I want to determine the branching rules from the quaternion group to the group of the fourth roots of $1$. I have produced the character tables for the groups:
$$\text{The Quaternion Group}$$
and
$$\text{The Fourth Roots of }1.$$
I am just self-learning restricted representations, and I haven't come across a problem like this one yet. I have learned that when you restrict a representation, you remove all of the group elements from the group which do not exist in the subgroup. Thus, for the group of the quaternions, we remove the two classes $\{j,-j\}$ and $\{k,-k\}$. Notice, however, that the group of the quaternions then has $3$ classes while the group of the fourth roots of $1$ has $4$ classes. To determine the relationship between the irreducible representations of a group and its subgroup, I've always used the orthogonality of rows in a character table, but I cannot apply this because the orthogonality principle requires that I have an equal number of columns (classes).

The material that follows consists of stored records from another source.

PR #640, opened 2026-07-14
feat: source the settings changelog from the bundled changelog file

saeedkolivand:
## Summary

User-requested: the Settings changelog now reads from the repo's own `CHANGELOG.md`, bundled at compile time, instead of the GitHub releases API.

- `updater_changelog` no longer fetches `api.github.com/.../releases` — the semantic-release-generated `CHANGELOG.md` is embedded via `include_str!` and parsed by a small no-regex heading/body parser into the byte-identical `{releases:[...]}` IPC shape (capped at the newest 15). **Renderer diff: zero** — the contract, client, hook, and update-section component are untouched (the renderer never read the one field GitHub provided that the file doesn't, the release title).
- Works fully offline, no rate limits, and removes a second, ADR-0005-undocumented GitHub egress path (the on-launch updater version check remains the only GitHub call).
- **No version lag**: verified empirically that semantic-release commits `CHANGELOG.md` before tagging (`git show v0.126.0:CHANGELOG.md` leads with 0.126.0) and the build job checks out by tag (`release.yml:215-219`), so the shipped binary's bundled changelog always includes its own version.
- Reviewed by rust-backend-architect: no blocking findings; parser verified against all 38 real headings (byte-offset slicing is multibyte-safe, CRLF tolerated, preamble discarded); `reqwest` correctly retained (25 other consumers); `include_str!` path is compile-time source-relative (cwd-independent; this crate is never `cargo publish`ed).

## Test plan

- `cargo test --lib updater::` 21 passed (heading variants, body isolation, malformed/empty tolerance, plus two tests against the real bundled file: non-empty, newest-first via numeric semver compare); full crate 2270; architecture 11/11; exact CI clippy + fmt clean.
- Renderer suite 2312 passed; whole-graph typecheck + lint:strict clean; full pre-push gate suite passed on push.

### DIFF
--- a/apps/desktop/src-tauri/src/updater/mod.rs
+++ b/apps/desktop/src-tauri/src/updater/mod.rs
@@ -21,9 +21,7 @@ use parking_lot::Mutex;
 /// The Update object is stored across commands so the download URL and signature
 /// are never re-fetched, avoiding race conditions and unnecessary network calls.
 use std::sync::Arc;
-use std::time::Duration;
 
-use serde::Deserialize;
 use serde_json::{json, Value};
 use tauri::{AppHandle, Manager};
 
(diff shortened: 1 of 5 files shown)


saeedkolivand:
@claude review

saeedkolivand:

PR #642, opened 2026-07-14
ci: grant actions write so claude review runs can cache

saeedkolivand:
## Summary

Every claude-review run logs "Cache reservation failed: cache write denied: token has no writable scopes" (e.g. run 29369668267) and re-downloads instead of caching: the jobs grant contents/pull-requests/id-token but GitHub's cache service requires `actions: write` on the job token for cache writes. Adds that scope to both jobs with an explanatory comment. Concurrency block untouched (documented cancel-in-progress gotcha). Only workflow using claude-code-action (verified).

### DIFF
--- a/.github/workflows/claude-review.yml
+++ b/.github/workflows/claude-review.yml
@@ -72,6 +72,7 @@ jobs:
       contents: read
       pull-requests: write
       id-token: write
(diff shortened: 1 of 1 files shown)


saeedkolivand:
@coderabbitai review

saeedkolivand:

PR #296, opened 2024-02-06
Implement kiosk mode for cosmic-greeter

jackpot51:
I've tested this with cosmic-greeter and some other cosmic apps and it appears to work. It always exits with the exit status of the command, or with `1` if the command is killed with a signal.

### DIFF
--- a/src/main.rs
+++ b/src/main.rs
@@ -9,7 +9,7 @@ use smithay::{
 };
 
 use anyhow::{Context, Result};
-use std::{ffi::OsString, sync::Arc};
+use std::{env, ffi::OsString, process, sync::Arc};
 use tracing::{error, info, warn};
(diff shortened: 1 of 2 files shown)


Drakulix (approved):
I feel like we could also not create a socket on the filesystem and just use an anonymous pipe + `WAYLAND_SOCKET` for the kiosk client, but this is more than good enough.

LGTM!

jackpot51:
Yeah, it may also make sense to not run Xwayland.

Drakulix:
> Yeah, it may also make sense to not run Xwayland.

On the other side the kiosk-mode is more versatile like this. Once Xwayland is lazily started this won't be an issue anymore anyway. :woman_shrugging:

PR #301, opened 2024-02-08
feat: add tiling variables to cosmic config

wash2:
Can be tested with https://github.com/pop-os/cosmic-applets/pull/214

### DIFF
--- a/cosmic-comp-config/src/lib.rs
+++ b/cosmic-comp-config/src/lib.rs
@@ -7,7 +7,7 @@ use std::collections::HashMap;
 pub mod input;
 pub mod workspace;
 
-#[derive(Clone, Debug, Default, PartialEq, CosmicConfigEntry)]
+#[derive(Clone, Debug, PartialEq, CosmicConfigEntry)]
 #[version = 1]
 pub struct CosmicCompConfig {
     pub workspaces: workspace::WorkspaceConfig,
@@ -17,11 +17,34 @@ pub struct CosmicCompConfig {
     pub xkb_config: XkbConfig,
     /// Autotiling enabled
     pub autotile: bool,
-    /// Tile windows on all workspaces
-    /// If set to false, autotile only applies to new windows
-    pub tile_all_windows: bool,
+    /// Determines the behavior of the autotile variable
+    /// If set to Global, autotile applies to all windows in all workspaces
+    /// If set to PerWorkspace, autotile only applies to new windows, and new workspaces
+    pub autotile_behavior: TileBehavior,
     /// Active hint enabled
     pub active_hint: bool,
+}
+
+impl Default for CosmicCompConfig {
+    fn default() -> Self {
+        Self {
+            workspaces: Default::default(),
+            input_default: Default::default(),
+            input_touchpad: Default::default(),
+            input_devices: Default::default(),
+            xkb_config: Default::default(),
+            autotile: Default::default(),
+            autotile_behavior: Default::default(),
+            active_hint: true,
+        }
+    }
+}
+
+#[derive(Debug, Default, Copy, Clone, PartialEq, Deserialize, Serialize)]
+pub enum TileBehavior {
+    #[default]
+    Global,
+    PerWorkspace,
 }
 
 #[derive(Debug, Clone, PartialEq, Deserialize, Serialize)]
--- a/cosmic-comp-config/src/lib.rs
+++ b/cosmic-comp-config/src/lib.rs
@@ -8,12 +8,20 @@ pub mod input;
 pub mod workspace;
 
 #[derive(Clone, Debug, Default, PartialEq, CosmicConfigEntry)]
+#[version = 1]
 pub struct CosmicCompConfig {
     pub workspaces: workspace::WorkspaceConfig,
     pub input_default: input::InputConfig,
     pub input_touchpad: input::InputConfig,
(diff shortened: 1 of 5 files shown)


src/backend/render/mod.rs
```diff
@@ -664,7 +668,7 @@ where
 
     let offset = match previous.as_ref() {
         Some((previous, previous_idx, start)) => {
-            let layout = state.config.workspace.workspace_layout;
+            let layout = state.config.config.workspaces.workspace_layout;
```
Drakulix, line 671: I am not really a big fan of the `config.config` throughout the code, I think that is confusing.

Couple of ideas to resolve this:
- Make a separate `TilingConfig` struct instead of querying `CosmicConfConfig` directly.
- Rename the field to `cosmic` (to differentiate from `static` and `dynamic`).

cosmic-comp-config/src/lib.rs
```diff
@@ -8,12 +8,20 @@ pub mod input;
...
     pub workspaces: workspace::WorkspaceConfig,
     pub input_default: input::InputConfig,
     pub input_touchpad: input::InputConfig,
     pub input_devices: HashMap<String, input::InputConfig>,
     pub xkb_config: XkbConfig,
+    /// Autotiling enabled
+    pub autotile: bool,
+    /// Tile windows on all workspaces
+    /// If set to false, autotile only applies to new windows
+    pub tile_all_windows: bool,
```
Drakulix, line 22: I am not sure I understand how this works. Is this a toggle that moves all windows to the tiling layer at runtime? Does this change behaviour, if it is already set at cosmic-comp's launch?

src/input/mod.rs
```diff
@@ -2048,10 +2056,28 @@ impl State {
                 }
             }
             Action::ToggleTiling => {
-                let output = seat.active_output();
-                let workspace = self.common.shell.workspaces.active_mut(&output);
-                let mut guard = self.common.shell.workspace_state.update();
-                workspace.toggle_tiling(seat, &mut guard);
+                if self.common.config.config.tile_all_windows {
+                    let autotile = !self.common.config.config.autotile;
```
Drakulix, line 2060: So the toggle tiling shortcut can now enabled/disables tiling globally? Is that dependant of the applet enabling "all workspaces" vs "per workspace"?

src/backend/render/mod.rs
wash2: Ok, I think I prefer the latter if that is alright with you?

src/input/mod.rs
wash2: Yes, as far as I've understood the design, and the text for the autotile toggle changes from "Automatically tile window" to "Automatically tile current workspace" when changing from "All workspaces" to "Per workspace". (I think the text may have a typo and it should probably say "Automatically tile all windows")

src/backend/render/mod.rs
Drakulix: Sure. I am just wondering how much this breaks current configs? Not something we need to worry about too much, but this would move all keys into a single cosmic-config file, right?

cosmic-comp-config/src/lib.rs
wash2: Ahh that is a good point. I completely forgot about static workspaces. On launch, this would set all workspaces to be the saved autotile value, but it should probably also include a list of static workspace names and their values, so they can be persisted.

src/input/mod.rs
Drakulix: AH with that typo explained, that name makes sense now. So we are using cosmic-comp for all the settings regarding the applet. Makes perfect sense to store this then, but I dislike the name for that setting as it was highly confusing to me. :sweat_smile:

This might be a bit too verbose, but could we name the key: `tiling_toggle` and not have a `bool` but something like: `enum ToggleBehaviour { Globally, PerWorkspace }` as the value?

src/backend/render/mod.rs
wash2: No, each of these keys would be a separate file, but ya, I think it breaks the current configs because it removes the "tiling_enabled" key.

cosmic-comp-config/src/lib.rs
Drakulix: > Ahh that is a good point. I completely forgot about static workspaces.

We dropped static workspaces for the alpha, so don't worry about it now. We will need a list of those eventually, but that can be added later and is only relevant for cosmic-workspaces though.

src/input/mod.rs
wash2: Ya, I'll double check I guess that my assumption was correct about the typo :sweat_smile: but I'm ok changing it to an enum

cosmic-comp-config/src/lib.rs
wash2: Ok, I will leave it out for now then. It should just be ok as an extra key  that can be added in the future.

src/backend/render/mod.rs
Drakulix: The static-config breaking isn't a big issue. Once we move over the key-bindings to something else (likely once dealing with the issue of global keybindings), I want to get rid of it anyway. So this is likely the last time we will break it and just before the alpha is the best time to do that. :laughing: 

I am fine with the second option then.

Drakulix (approved):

Perhaps this character table approach has limitations and cannot be applied in this case? Or perhaps there is a clever method to resolve the issue that I am facing. Thanks for your help.
As aside on notation:
- I do not often see the gamma notation used on the stack exchange. In the textbook to which I refer (Group Theory and Quantum Mechanics by Michael Tinkham) it is common notation to denote the respresentation of a group element $A$ as $\Gamma(A)$ and thus the irreps are written $\Gamma^{(i)}$ for short.
- My classes for the fourth roots on one are not contained within braces, I'm sorry.